Kemudian, PELNI, Damri, Pelabuhan Indonesia, Hutama Karya, Wijaya Karya, Semen Baturaja, Pupuk Indonesia, Perumnas, dan RNI (ID FOOD).

Baca juga:  Cikao Park Destinasi Favorit saat Berlibur di Purwakarta

Penghargaan Informatif ini diberikan setelah Jasa Tirta II dan badan publik lainnya melewati serangkaian proses Monitoring dan Evaluasi (Monev) 2022 oleh Komisi Informasi Pusat.
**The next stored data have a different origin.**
PR #1349, opened 2026-04-09
Improved argument parsing.

przemyslaw-zan:
### 🚀 Summary

`ckeditor5-dev-tests-run-automated` and `ckeditor5-dev-tests-run-manual` will now point the user to the `--help` argument when an unknown argument is parsed, then exit process with code 1.

`ckeditor5-dev`'s internal `test` script was also improved in the same way. Also added `--help` and `--files` argument which allows running only specified packages, instead of all of them.

---

### 💡 Testing

- Setup `ckeditor5-dev` within `ckeditor5` on the branch `ci/4355`. Attempt to run both manual and automatic tests with real and fake arguments.
- Run `pnpm run test` within `ckeditor5-dev` with real and fake arguments.


psmyrek (commented):
It's now possible to run tests with a flag that doesn't make sense, and validation won't catch it as an invalid call. For example, you can run manual tests with the coverage flag. This flag is silently ignored. This behavior made sense previously when invalid arguments were simply ignored, but now I think it's worth addressing.

psmyrek (approved):
It still allows a `--no-*` prefix for non-boolean options, leading to invalid runtime types. Example: `pnpm manual --files alignment --no-port` is accepted but it leads to a runtime error:

```
TypeError [ERR_INVALID_ARG_VALUE]: The argument 'options' is invalid. Received { port: false }
```

Fixing this might be tricky, because we want to support the `--no-*` prefix for non-boolean [`--identity-file`](https://github.com/ckeditor/ckeditor5-dev/blob/ad0cb18ea2ce4f420242052ad3fbc42d3e8df83c/packages/ckeditor5-dev-tests/lib/utils/parsearguments.js#L495-L498).

For this reason, LGTM.

PR #1353, opened 2026-04-14
Added typeOnlyExportValidator.

przemyslaw-zan:
### 🚀 Summary

---

### 📌 Related issues

* See https://github.com/ckeditor/ckeditor5/issues/18942.

---

### 💡 Additional information

Testing: link to `ckeditor5`. Run the `docs` script. Expect warnings such as:

```
./packages/ckeditor5-engine/src/index.ts:40:1 - [warning] Class "DowncastDispatcher" must not be exported as a type-only export.

40      DowncastDispatcher,

./packages/ckeditor5-engine/src/index.ts:55:1 - [warning] Class "UpcastDispatcher" must not be exported as a type-only export.

55      UpcastDispatcher,

./packages/ckeditor5-engine/src/index.ts:95:14 - [warning] Class "ModelConsumable" must not be exported as a type-only export.

95    export type { ModelConsumable } from './conversion/modelconsumable.js';

```

### DIFF
--- a/.changelog/20260414175411_ck_18942.md
+++ b/.changelog/20260414175411_ck_18942.md
@@ -1,0 +1,9 @@
+---
+type: Feature
+scope:
+  - typedoc-plugins
+closes:
+  - ckeditor/ckeditor5#18942
+---
+
+Added a new TypeDoc validator that detects classes incorrectly exported as type-only exports (`export type { Foo }` or `export { type Foo }`). Type-only exports strip classes to their structural type, causing TypeDoc to render them as interfaces instead of classes in API documentation. Ambient `declare class` declarations are excluded from this check.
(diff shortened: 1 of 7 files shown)


pomek:
Is there any reason for creating a typedoc plugin instead of an ESLint rule? In the past, to disallow particular imports, we used ESLint, and it still happens.

Using typedoc as the `export` validator seems to be overkill. Some of the developers even notice that they're doing something wrong when it's a warning, which most likely would be ignored.

There is already a rule [`ckeditor5-rules/no-default-export`](https://github.com/ckeditor/ckeditor5-linters-config/blob/3344a18aac36426f2f6213ee3106c50b776cd2ae/packages/eslint-plugin-ckeditor5-rules/lib/rules/no-default-export.js) that checks exports. Why wouldn't you create a new one based on this?

martnpaneq (changes requested):
This PR adds a third way of validating our code - using typedoc during the `pnpm run docs` command. This is not ideal, because no one would think about running docs to validate types.

We already use `eslint` and we have a special script for validating exports specifically - `validate-module-re-exports`.

I think that adding a typedoc plugin is not the right approach here, and we should update the `validate-module-re-exports` script.

przemyslaw-zan:
Moved functionality to https://github.com/ckeditor/ckeditor5/pull/20069

PR #1356, opened 2026-04-30
Bumped deps.

przemyslaw-zan:
### 🚀 Summary

---

### 📌 Related issues

* Closes #000

---

### 💡 Additional information

### DIFF
--- a/pnpm-workspace.yaml
+++ b/pnpm-workspace.yaml
@@ -12,8 +12,10 @@ overrides:
   'diff@^7': '^8.0.3'
   'lodash@^4': '^4.18.1'
   'minimatch@^9': '^9.0.7'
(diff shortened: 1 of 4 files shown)


pnpm-workspace.yaml
```diff
@@ -12,8 +12,10 @@ overrides:
   'diff@^7': '^8.0.3'
   'lodash@^4': '^4.18.1'
   'minimatch@^9': '^9.0.7'
+  'postcss@^8': '^8.5.12'
```
martnpaneq, line 15: Can we remove those entries after updating the lock file?

przemyslaw-zan: I've checked, and it is needed to prevent older versions from installing.

pomek (approved):

PR #1358, opened 2026-05-04
Removed module validator.

przemyslaw-zan:
### 🚀 Summary

Removed the `module-validator` from `typedoc-plugins`.


.changelog/20260504160308_ci_4389.md
```diff
@@ -0,0 +1,7 @@
+---
+type: Other
+scope:
+  - typedoc-plugins
+---
+
+Removed the `module-validator` from `typedoc-plugins`.
```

Yakni, meliputi Self Assessment Kuesioner melalui aplikasi online dan presentasi uji publik.

Signifikan

Sementara itu, dalam sambutannya, Menteri Koordinator Bidang Politik, Hukum dan Keamanan, Moh. Mahfud MD yang hadir mewakili Wakil Presiden Republik Indonesia K.H. Ma’ruf Amin mengapresiasi peningkatan signifikan pelaksanaan Anugerah Monev 2022.
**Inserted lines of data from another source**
PR #1371, opened 2026-05-26
Remove the `--disable-gpu` flag from the web crawler configuration

filipsobol:
### 🚀 Summary

Remove the `--disable-gpu` flag from the web crawler configuration, which causes performance issues on macOS.

---

### 📌 Related issues

* Closes https://github.com/ckeditor/ckeditor5-internal/issues/4486.

---

### 💡 Additional information

How to test in the CKE5 repository:

1. Run `pnpm run docs`.
2. Run `pnpm run docs:serve`.
3. In another terminal, run `pnpm run docs:verify`.

### DIFF
--- a/.changelog/20260526101915_ci_4486_improve_web_crawler_performance.md
+++ b/.changelog/20260526101915_ci_4486_improve_web_crawler_performance.md
@@ -1,0 +1,6 @@
+---
+type: Other
+scope: ckeditor5-dev-web-crawler
+---
+
+Remove the `--disable-gpu` flag from the web crawler configuration which causees performance issues on macOS.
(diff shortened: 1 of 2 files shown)


martnpaneq (approved):
Looks like the fix is working on Mac. Docs crawler works correctly on branch:

Image

But it takes ~6h and runs out of memory on `master`:

Image

przemyslaw-zan:
I've ran this on windows, [Intel® Core™ Ultra 7 Processor 165U with integrated graphics](https://www.intel.com/content/www/us/en/products/sku/237329/intel-core-ultra-7-processor-165u-12m-cache-up-to-4-90-ghz/specifications.html).

Under WSL, there is no difference, all runs with and without the fix average around 6.4 to 6.8 minutes.

Under native windows, the averages after 3 runs each are 2.93 minutes before, 2.83 minutes after, so negligible to no difference.

PR #1397, opened 2026-06-17
Bumped deps.

przemyslaw-zan:
### 🚀 Summary

---

### 📌 Related issues

* Closes #000

---

### 💡 Additional information

### DIFF
--- a/pnpm-workspace.yaml
+++ b/pnpm-workspace.yaml
@@ -14,7 +14,7 @@ overrides:
   'serialize-javascript@6': '^7.0.3'
   'uuid@^8': '^14.0.0'
   'ws@^8': '^8.20.1'
-  'esbuild@^0.27': '^0.28.1'
+  'js-yaml@^3': '^4.2.0'
 
 minimumReleaseAge: 4320 # 3 days
 minimumReleaseAgeExclude:
--- a/pnpm-workspace.yaml
+++ b/pnpm-workspace.yaml
@@ -15,7 +15,6 @@ overrides:
   'uuid@^8': '^14.0.0'
   'ws@^8': '^8.20.1'
   'esbuild@^0.27': '^0.28.1'
-  'js-yaml@^3': '^4.2.0'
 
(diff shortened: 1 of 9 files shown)


pnpm-workspace.yaml
```diff
@@ -11,21 +11,17 @@ onlyBuiltDependencies:
 overrides:
   'diff@^7': '^8.0.3'
   'lodash@^4': '^4.18.0'
-  'qs@^6': '^6.15.2'
   'serialize-javascript@6': '^7.0.3'
   'uuid@^8': '^14.0.0'
   'ws@^8': '^8.20.1'
+  'esbuild@^0.27': '^0.28.1'
```
psmyrek: Instead of adding another override, could you please check if bumping `esbuild-loader` to v4.5.0 in `ckeditor5-dev-utils` fixes the thing in `esbuild`?

przemyslaw-zan:
I've added a `'js-yaml@^3': '^4.2.0'` override. Two packages in our tree pulled `js-yaml` v3:

- **`@istanbuljs/load-nyc-config`** (via `babel-plugin-istanbul`) - calls only `.load()`,
  which exists in v4 (there it is the default, safe loader). Fully compatible, no change needed.
- **`depcheck`** (used by our dependency checker) - calls the legacy `.safeLoad()`, which v4
  removed (it was renamed to `.load()`).

## Why it's safe

`depcheck`'s `.safeLoad()` calls are only reached when it parses a `.travis.yml`, a
`serverless.yml`, or a YAML config file. Our codebase contains none of these, and one of those
call sites is additionally wrapped in a `try/catch`. I've confirmed it empirically: running the
full dependency check across the codebase on `js-yaml` v4 completes with no errors.

**Caveat:** if a `.travis.yml`, `serverless.yml`, or YAML `.depcheckrc` is ever added to a
package the checker scans, `depcheck` would throw on those paths (v4 has no `.safeLoad()`).
None exist today, so this is latent only.

psmyrek (approved):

Baca juga:  Ribuan Warga Jawa Barat Antusias Manfaatkan Promo Tambah Daya Listrik Hemat 50% dari PLN

Pasalnya, terdapat 122 Badan Publik berhasil menjadi Informatif dari tujuh kategori Badan Publik. Artinya, Badan Publik telah menyadari pentingnya kehadiran Undang-Undang Keterbukaan Informasi Publik. Yaitu, untuk memberi ruang bagi publik agar dapat berpartisipasi pada proses pengambilan kebijakan publik.
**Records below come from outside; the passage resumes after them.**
PR #1407, opened 2026-06-26
Add the `ckDebugPlugin()` Vite plugin to the manual server package

filipsobol:
### 🚀 Summary

* Add the `ckDebugPlugin()` Vite plugin to the manual server package.
* Auto attach inspector in Vite-based manual test server.

---

### 📌 Related issues

* See https://github.com/ckeditor/ckeditor5-internal/issues/4536.

---

### 💡 Additional information

N/A

### DIFF
--- a/packages/ckeditor5-dev-manual-server/src/debug-plugin/plugin.ts
+++ b/packages/ckeditor5-dev-manual-server/src/debug-plugin/plugin.ts
@@ -1,0 +1,56 @@
+/**
+ * @license Copyright (c) 2003-2026, CKSource Holding sp. z o.o. All rights reserved.
+ * For licensing, see LICENSE.md.
+ */
+
+import type { Plugin } from 'vite';
+
+const SOURCE_FILE_REGEXP = /\.[cm]?[jt]sx?$/;
+
+export function ckDebugPlugin(): Plugin {
+	const debugFlags = getDebugFlags( process.env.CK_DEBUG );
+
+	return {
+		name: 'ck-debug',
+		enforce: 'pre',
+		transform: {
+			filter: {
+				id: {
+					include: SOURCE_FILE_REGEXP
+				}
+			},
+			handler( code ) {
+				if ( !code.includes( '// @if ' ) ) {
+					return null;
+				}
+
+				const transformedCode = code.replace(
+					/(^[ \t]*)\/\/ @if (!?[\w]+) \/\/(.*)$/gm,
+					( match, indentation: string, flagName: string, body: string ) => {
+						if ( !debugFlags.has( flagName ) ) {
+							return match;
+						}
+
+						return `${ indentation }/* @if ${ flagName } */${ body }`;
+					}
+				);
+
+				return transformedCode === code ? null : transformedCode;
+			}
+		}
+	};
+}
+
+function getDebugFlags( debugOption?: string ): Set<string> {
+	if ( !debugOption || debugOption === 'false' ) {
+		return new Set();
+	}
+
+	return new Set( [
+		'CK_DEBUG',
+		...debugOption.split( ',' )
+			.map( flag => flag.trim() )
+			.filter( Boolean )
+			.map( flag => `CK_DEBUG_${ flag.toUpperCase() }` )
+	] );
+}
--- a/packages/ckeditor5-dev-manual-server/src/debug-plugin/plugin.ts
+++ b/packages/ckeditor5-dev-manual-server/src/debug-plugin/plugin.ts
@@ -49,16 +49,18 @@ export function ckDebugPlugin(): Plugin {
 	};
 }
 
-function getDebugFlags( debugOption?: string ): Set<string> {
-	if ( !debugOption || debugOption === 'false' ) {
+function getDebugFlags( debugOption: string = '' ): Set<string> {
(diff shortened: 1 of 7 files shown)


packages/ckeditor5-dev-manual-server/src/debug-plugin/plugin.ts
```diff
@@ -0,0 +1,64 @@
...
+ * @license Copyright (c) 2003-2026, CKSource Holding sp. z o.o. All rights reserved.
+ * For licensing, see LICENSE.md.
+ */
+
+import type { Plugin } from 'vite';
+
+const SOURCE_FILE_REGEXP = /\.[cm]?[jt]sx?$/;
+
+export function ckDebugPlugin(): Plugin {
+	const debugFlags = getDebugFlags( process.env.CK_DEBUG );
```
filipsobol, line 11: Maybe instead of relying on environment variables like `CK_DEBUG=mention,focustracker,typing pnpm manual:vite`, we allow passing an array to `ckDebugPlugin` itself like so:

```ts
ckDebugPlugin( [
  'mention',
  'focustracker',
  'typing'
] )
```

This way, developers don't have to remember the exact syntax, but only to pass args to the plugin?

**This would be more in line with how we allow changing loaded preset definition** by updating the following import path in `vite.manual.ts`:

```ts
import identityDefinitions from './scripts/presets/staging.json' with { type: 'json' };
```

packages/ckeditor5-dev-manual-server/src/debug-plugin/plugin.ts
```diff
@@ -0,0 +1,64 @@
...
+				return transformedCode === code ? null : transformedCode;
+			}
+		}
+	};
+}
+
+function getDebugFlags( debugOption?: string ): Set<string> {
+	if ( !debugOption || debugOption === 'false' ) {
+		return new Set();
+	}
```
psmyrek: This changes the default behavior. Now, if `CK_DEBUG` is not set, debug is off. Previously, `CK_DEBUG` was enabled by default.

packages/ckeditor5-dev-manual-server/src/debug-plugin/plugin.ts
psmyrek: Editing `vite.manual.mts` is already how we choose an identity file and the manual test include list, so putting debug flags in the config fits how the Vite manual server works today.

On the other hand, debug flags are usually quick, temporary switches. Making people edit the config for every debug run is awkward and can leave behind messy local changes. Passing them straight from the command line works much better from DX point of view.

In my personal opinion, the best solution would be a wrapper around Vite that supports the custom logic we had for a long time and that developers are already used to. Not all of the old options need to be supported, just some of them: debug flags, identity file, include list.

psmyrek (commented):
1. Current source has 32 debug-only `require()` lines (examples: [here](https://github.com/ckeditor/ckeditor5-commercial/blob/f3213838ba3256fe5f647349b60eb8a4193e4772/external/ckeditor5/packages/ckeditor5-utils/src/dom/position.ts#L15-L20), [here](https://github.com/ckeditor/ckeditor5-commercial/blob/f3213838ba3256fe5f647349b60eb8a4193e4772/external/ckeditor5/packages/ckeditor5-utils/src/dom/position.ts#L15-L20) and [here](https://github.com/ckeditor/ckeditor5-commercial/blob/bd30aef28f8455686790a8f91466893d758c4d7f/external/ckeditor5/packages/ckeditor5-engine/src/model/model.ts#L45-L46)). When `ckDebugPlugin()` uncomments them, Vite leaves `require()` calls in browser ESM output and that will fail. 
    ```
    CK_DEBUG=mention,engine pnpm manual:vite
    ```
    After opening http://localhost:8125/external/ckeditor5/packages/ckeditor5-mention/tests/manual/mention.html, error is thrown:

    ```
    Uncaught TypeError: (intermediate value)(...).default is undefined
        <anonymous> model.ts:46
    ```

2. The `ckDebugPlugin()` has been defined in `ckeditor5-dev-manual-server`. What about supporting debug flags in automated tests?

3. Related PR is missing in `ckeditor5-commercial` that will enable the new plugin in `vite.manual.mts`.

packages/ckeditor5-dev-manual-server/src/debug-plugin/plugin.ts
filipsobol: The plugin will keep using CLI env vars for now. We will discuss wrapping Vite to allow custom CLI flags in the follow-ups.

filipsobol:
It looks like the original issue that forced us to use `require` is no longer valid, so I replaced all such calls with static `import`s:

* https://github.com/ckeditor/ckeditor5-commercial/pull/10748
* https://github.com/ckeditor/ckeditor5-linters-config/pull/127

Some imports also tried to pull default exports that were no longer valid (replaced by named exports), so I updated them too.

filipsobol:
> The `ckDebugPlugin()` has been defined in `ckeditor5-dev-manual-server`. What about supporting debug flags in automated tests?

Added in https://github.com/ckeditor/ckeditor5-commercial/pull/10748.

psmyrek (approved):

“Besar harapan saya agar di tahun tahun mendatang, lebih banyak lagi Badan Publik yang dapat memenuhi kepatuhan dalam melaksanakan KIP. Pemerintah juga berkomitmen kuat dan terus mendorong optimalisasi Badan Publik dalam menjalankan amanat UU KIP,” ucapnya. (Red)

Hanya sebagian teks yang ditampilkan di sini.